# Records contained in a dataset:
PR #4721, opened 2024-03-22
feat(winget): sync fork before opening PR

caarlos0:
closes https://github.com/goreleaser/goreleaser/issues/4720

TODO: review, clean up, implement for nix et al too

maybe merge forksyncer and pullrequestopener interfaces

Issue #4720, opened 2024-03-22
Winget: base branch not updated before committing


Trenly:
### What happened?

When GoReleaser is used for winget releases, the base branch is not updated. This leads to the branches used for PRs being `1 commit ahead, 28150 commits behind`. This causes automated tooling at winget to fail occasionally when PRs are being reviewed by moderators, as the PR checkout fails due to files being overwritten by checkout.

I expect that either -
1) The base branch is brought up to latest before the commits are added 
\- or -
2) The new branch is created based on a detached head from microsoft/winget-pkgs@master

This way, the branches from PRs will always be `1 commit ahead, 0 commits behind` at the time of creation

### How can we reproduce this?

* https://github.com/microsoft/winget-pkgs/pull/145974
* https://github.com/microsoft/winget-pkgs/pull/145973

### goreleaser version

```bash
¯\_(ツ)_/¯
```

### GoReleaser Check

- [ ] goreleaser check shows no errors

### Search

- [X] I did search for other open and closed issues before opening this

### Supporter

- [ ] I am a [sponsor](https://github.com/sponsors/caarlos0/) or a [Pro](https://goreleaser.com/pro) customer

### Code of Conduct

- [X] I agree to follow this project's Code of Conduct

caarlos0:
hey! right, I think this wasn't available in go-github or something, but just created the pr:

https://github.com/goreleaser/goreleaser/pull/4721

PR #6646, opened 2026-06-02
fix(client): skip merge-upstream when target repo is not a fork

jamessawle:
## Problem

When a publisher (brew, cask, nix, scoop, krew, winget) is configured with `repository.pull_request.enabled: true` and the target repository is **not a fork**, every release logs a misleading error:

```
homebrew formula
  • could not sync fork  error=POST /repos/<owner>/<repo>/merge-upstream: 422 Validation Failed
```

The release and the PR are still created successfully — the warning is cosmetic — but it's noisy, conditions readers to ignore "errors" from the publisher step, and obscures the genuine 422s that fork users actually need to act on (merge conflicts, branch protection, divergent history, etc.).

The root cause is that `SyncFork` calls GitHub's `merge-upstream` endpoint unconditionally. That endpoint is documented to only work on actual forks and returns 422 for everything else. The sync step was added in #4720 / #4721 for the winget flow, where contributors really do fork `microsoft/winget-pkgs`. It's correct for that case but fires for every `pull_request`-enabled publisher today — including same-owner Homebrew taps, which are the common Homebrew setup.

## Change

Before calling `merge-upstream`, query `Repositories.Get` on the target (head) repo and check `fork`:

- `fork == false` → log at debug and return early. No wasted API call, no scary warning.
- `fork == true` → proceed exactly as today.
- Precheck call itself errors → fall through and attempt the sync anyway. This preserves current behavior on transient API issues so the change can't regress fork users.

This is a single change in `SyncFork`; every pipe (`brew`, `cask`, `krew`, `nix`, `scoop`, `winget`) routes through it, so no per-publisher edits are needed.

### Why a precheck instead of swallowing the 422?

422 is GitHub's catch-all for `merge-upstream` and is also returned for genuine failures (merge conflicts surface here in some cases, branch protection rules, etc.). Silently dropping all 422s would hide real, actionable failures from fork users — exactly the people the sync step was added for. A precheck distinguishes "this call is structurally impossible" from "this call failed for a fixable reason", which is the actual semantic difference that matters.

### Why no config knob?

Behavior is detectable from the GitHub API. A `fork:` or `sync_fork:` field would add a config surface that users would have to set correctly to get the same result. Auto-detection is zero-config and correct by construction.

### Cost

One additional `GET /repos/:owner/:name` per release per publisher. Runs once per release, well inside rate limits. Not worth caching.

## Tests

`internal/client/github_test.go`:
- Existing `TestGitHubSyncFork` happy-path / error / no-base-branch tests updated to mock the new `GET /repos/headowner/headname` response.
- New `skips merge-upstream when target is not a fork` — asserts `merge-upstream` is never called when precheck reports `fork: false`.
- New `falls through when fork precheck errors` — asserts `merge-upstream` is still attempted when the precheck call returns 500, preserving current behavior on API hiccups.
- `TestGitHubSyncForkDefaultBranchError` updated for the new precheck.

All tests in `./internal/client/...` pass locally. `gofumpt -l` and `go vet` clean.

---

*Drafted with [Claude Code](https://claude.com/claude-code) assistance.*

### DIFF
--- a/internal/client/github.go
+++ b/internal/client/github.go
@@ -371,10 +371,10 @@ func (c *githubClient) SyncFork(ctx *context.Context, head, base Repo) error {
 	case err != nil:
 		log.WithField("repo", head.String()).
 			WithError(err).
-			Debug("could not check if target is a fork; attempting sync anyway")
+			Warn("could not check if target is a fork; attempting sync anyway")
 	case !fork:
 		log.WithField("repo", head.String()).
-			Debug("target is not a fork; skipping merge-upstream")
+			Info("target is not a fork; skipping merge-upstream")
 		return nil
 	}
 
--- a/internal/client/github.go
+++ b/internal/client/github.go
@@ -226,6 +226,18 @@ func (c *githubClient) authorsLookup(authors []Author) []Author {
 	return authors
 }
 
+// isFork reports whether the given repository is a fork.
+func (c *githubClient) isFork(ctx *context.Context, repo Repo) (bool, error) {
+	c.checkRateLimit(ctx)
+	p, _, err := githubDo(ctx, func() (*github.Repository, *github.Response, error) {
+		return c.client.Repositories.Get(ctx, repo.Owner, repo.Name)
+	})
+	if err != nil {
+		return false, err
+	}
+	return p.GetFork(), nil
+}
+
 // getDefaultBranch returns the default branch of a github repo
 func (c *githubClient) getDefaultBranch(ctx *context.Context, repo Repo) (string, error) {
 	c.checkRateLimit(ctx)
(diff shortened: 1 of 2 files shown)


internal/client/github.go
```diff
@@ -353,6 +365,19 @@ func (c *githubClient) OpenPullRequest(
 }
 
 func (c *githubClient) SyncFork(ctx *context.Context, head, base Repo) error {
+	// merge-upstream returns 422 for non-forks; skip the call when we can tell.
+	fork, err := c.isFork(ctx, head)
+	switch {
+	case err != nil:
+		log.WithField("repo", head.String()).
+			WithError(err).
+			Debug("could not check if target is a fork; attempting sync anyway")
```
caarlos0: I think this could be a warn

internal/client/github.go
```diff
@@ -353,6 +365,19 @@ func (c *githubClient) OpenPullRequest(
...
+	case !fork:
+		log.WithField("repo", head.String()).
+			Debug("target is not a fork; skipping merge-upstream")
```
caarlos0: and this probably an info

caarlos0 (commented):
hey! thanks for the PR!

i have a few cosmetic suggestions, lgtm otherwise

internal/client/github.go
caarlos0:
```suggestion
			Warn("could not check if target is a fork; attempting sync anyway")
```

internal/client/github.go
caarlos0:
```suggestion
			Info("target is not a fork; skipping merge-upstream")
```

caarlos0:
merged, thank you!

PR #6647, opened 2026-06-02
feat(nfpm): support msix packages

### LINKED ISSUE #6519: support msix
nfpm v0.46 added support for msix: https://github.com/goreleaser/nfpm/releases/tag/v2.46.0

we could probably support it here.

it would require some refactor, though, as currently the nfpm pipe only runs for
linux packages.

documentation around that also is mostly linux oriented.

that said, its probably worth it investigating.

umaidshahid:
Add support for building Windows `.msix` packages via the nfpm pipe.

nfpm [v2.46](https://github.com/goreleaser/nfpm/releases/tag/v2.46.0) added an
msix packager. This wires it into GoReleaser's `nfpms` pipe so a `msix` format
can be requested alongside the existing Linux formats.

What's included:

- New `msix` format and `msix:` config block (publisher, identity, properties,
  applications, dependencies, capabilities, signature).
- The nfpm pipe previously only fed `linux`/`ios`/`android`/`aix` binaries to
  nfpm. `windows` is now included in the artifact filter, with a per-format
  guard that skips Windows binaries for the Linux formats and skips non-Windows
  binaries for `msix` — mirroring the existing aix/android/ios skip pattern. A
  single `nfpms` entry can therefore list both Linux formats and `msix`; each
  binary lands only in the package matching its platform.
- For `msix`, `bindir` is forced to the package root (`/`) so the binary lands
  at the root of the package, matching the manifest's root-level `Executable`
  (users no longer need to hand-align `bindir` with each application's
  `executable`).
- Templating for the relevant msix string fields (publisher, logo, display
  names, PFX path).
- MSIX signing passphrase lookup via `NFPM_<ID>_MSIX_PASSPHRASE` (reuses the
  existing passphrase resolver).
- `msix` is flagged as experimental: a one-time runtime warning plus the
  `g_experimental` docs callout, matching the other experimental features.
- Regenerated `www/static/schema.json`.
- Tests and documentation (incl. an "A note about MSIX" section explaining how
  it differs from the Linux formats).

nfpm gained msix support, but GoReleaser's nfpm pipe was hardwired to Linux
(artifact filtering, format list, and docs were all Linux-oriented), so the new
packager couldn't be used. This makes it available without a separate pipe, by
generalizing the existing per-format skip logic the pipe already uses for
aix/android/ios.

The produced msix artifact uses a dedicated `artifact.MSIX` type (with
`Goos: windows`) rather than reusing `artifact.LinuxPackage`, since a msix is a
Windows package, not a Linux one. It is added to the release uploadable types so
the downstream release/sign/checksum consumers keep working, while no longer
being treated as a Linux package (e.g. it won't be fed into Linux docker
images).

Claude Code has been used.

Closes #6519
nfpm msix release: https://github.com/goreleaser/nfpm/releases/tag/v2.46.0


caarlos0:
Reviewed the change — implementation logic looks solid (Windows/Linux routing guard, signature clearing on skip-sign, passphrase env lookup, the mappers, format registration, and schema all check out). One issue worth fixing:

### 🟡 `bindir` should be forced to `/` for msix

`bindir` is a Linux filesystem concept (`/usr/bin`) that does not map to MSIX — an MSIX package is a virtual filesystem rooted at the install location, and the executable belongs at the package root.

Today the binary is placed at `filepath.Join(bindir, name)` regardless of format (`nfpm.go:426`), and the nfpm msix packager only strips the leading `/`. So with the default `bindir: /usr/bin` the binary lands at `usr/bin/myapp.exe` inside the `.msix`, while the manifest declares `Executable="myapp.exe"` (root) — the declared path does not exist in the package and the installed app will not launch. It also forces users to hand-align `executable` with `bindir`.

The fix is to special-case the `msix` format in `create()` and force `fpm.Bindir = "/"` (like `termux` rewrites `fpm.Bindir` at `nfpm.go:273`). Then the binary lands at the package root, `executable: myapp.exe` becomes the natural default, and the bindir/executable confusion disappears — the docs no longer need to tell users to match the two by hand.

Everything else looks good to merge.

umaidshahid:
Alright. I'll look into it :))

caarlos0:
thanks @umaidshahid! 🙏

PR #6661, opened 2026-06-18
docs: fix "lets" -> "let's" in quick-start guide

s3onghyun:
Tiny grammar fix in the Quick Start guide: "Now, lets run a local-only release" should be "let's" (contraction of "let us"). It's the line right before the first command in the onboarding tutorial.


caarlos0:
thanks!

Issue #6527, opened 2026-04-03
release summary


caarlos0:
at the end of the release, print a summary like:

Published v1.2.3 to GitHub with 43 assets.
Opened PR to microsoft/winget-pkgs.
Pushed foo to AUR.
Updated foo in myorg/homebrew-tap.

and so on 

idea i just have, probably needs to evolve it further

robaa12:
Can i grab that issue ?

PR #6666, opened 2026-06-20
feat: release summary

Zybyte85:
Print a summary at the end of release showing published artifacts and targets, as in #6527.

Assisted-by: Claude (AI)

Example:
Screenshot 2026-06-20 at 11 59 59 AM

Please let me know if I missed anything that needs to be added, or if something needs to be changed.

### DIFF
--- a/cmd/release.go
+++ b/cmd/release.go
@@ -7,6 +7,7 @@ import (
 	"time"
 
 	"github.com/caarlos0/log"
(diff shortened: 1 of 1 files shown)


caarlos0:
sorry, this is not the way I was thinking in going about this one. that issue was mostly a note-to-self. i have a local branch with a different approach (its WIP)

will close this. thanks for the work either way 🙏🏻

PR #6668, opened 2026-06-22
fix(nfpm): produce valid arch for Termux packages

bltavares:
This is a workaround to https://github.com/goreleaser/nfpm/issues/1103
using the `info.Deb.Arch` field to pass forward the correct architecture
for Termux packages.

`goreleaser` `termux.deb` packages are emiting the wrong `Architecture:`
control field on since the update of architecture mapping for Debian
packages on [nfpm](https://github.com/goreleaser/nfpm/pull/1032).

Currently, `goreleaser` has a replacer to adjust the `.deb` value
according to Termux's expectation (`aarch64` in Termux vs `arm64` in
Debian), but the value used in `nfpm.Info{Arch}` is being normalized
upstream.

It used to work as the mapping did not cover `aarch64`, but now it's
normalizing to `arch64` causing errors in Termux:

```
$ dpkg -i opkssh*.termux.deb

pkg install ./opkssh_snapshot_arm64.deb.termux.deb
dpkg: error processing archive opkssh_snapshot_arm64.deb.termux.deb (--unpack):
 package architecture (arm64) does not match system (aarch64)
E: Sub-process /data/data/com.termux/files/usr/bin/dpkg returned an error code (1)
```

Wring tests for it has been a challenge, as the `Pipe` tests don't
expose the internal `nfpm.Info` struct, nor the `Artifacts` file have
the resulting information.

An end-to-end test would be to unpack the produced `.termux.deb` and
`.deb` files and check their control field, but this starts to feel like
testing the upstream `nfpm` code through the client. I could write this
test to avoid regressions tho if desired.


caarlos0:
cool, thank you!

could you also add add a test for this so we don't break it again 🙏

EDIT: nevermind, I just did it :)

PR #6679, opened 2026-06-29
fix(builders): reject empty target string

sueun-dev:
The rust, zig, deno, and bun builders load their valid-target lists from embedded `.txt` files and parse them with `strings.Split(string(bts), "\n")`. Those files end with a trailing newline, so the split leaves an empty string at the end of `allTargets` (and zig's `errTargets`). That makes an empty target validate as if it were a real one: `isValid("")` returns true for rust/deno/bun, and zig's `checkTarget("")` returns `targetBroken` instead of `targetInvalid`.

# Work order:
What you give back should be only the lines of the records above, starting at the line with "- Precheck call" and ending at the line with "when target is", restated word for word.

# Result of the task:
- Precheck call itself errors → fall through and attempt the sync anyway. This preserves current behavior on transient API issues so the change can't regress fork users.

This is a single change in `SyncFork`; every pipe (`brew`, `cask`, `krew`, `nix`, `scoop`, `winget`) routes through it, so no per-publisher edits are needed.

### Why a precheck instead of swallowing the 422?

422 is GitHub's catch-all for `merge-upstream` and is also returned for genuine failures (merge conflicts surface here in some cases, branch protection rules, etc.). Silently dropping all 422s would hide real, actionable failures from fork users — exactly the people the sync step was added for. A precheck distinguishes "this call is structurally impossible" from "this call failed for a fixable reason", which is the actual semantic difference that matters.

### Why no config knob?

Behavior is detectable from the GitHub API. A `fork:` or `sync_fork:` field would add a config surface that users would have to set correctly to get the same result. Auto-detection is zero-config and correct by construction.

### Cost

One additional `GET /repos/:owner/:name` per release per publisher. Runs once per release, well inside rate limits. Not worth caching.

## Tests

`internal/client/github_test.go`:
- Existing `TestGitHubSyncFork` happy-path / error / no-base-branch tests updated to mock the new `GET /repos/headowner/headname` response.
- New `skips merge-upstream when target is not a fork` — asserts `merge-upstream` is never called when precheck reports `fork: false`.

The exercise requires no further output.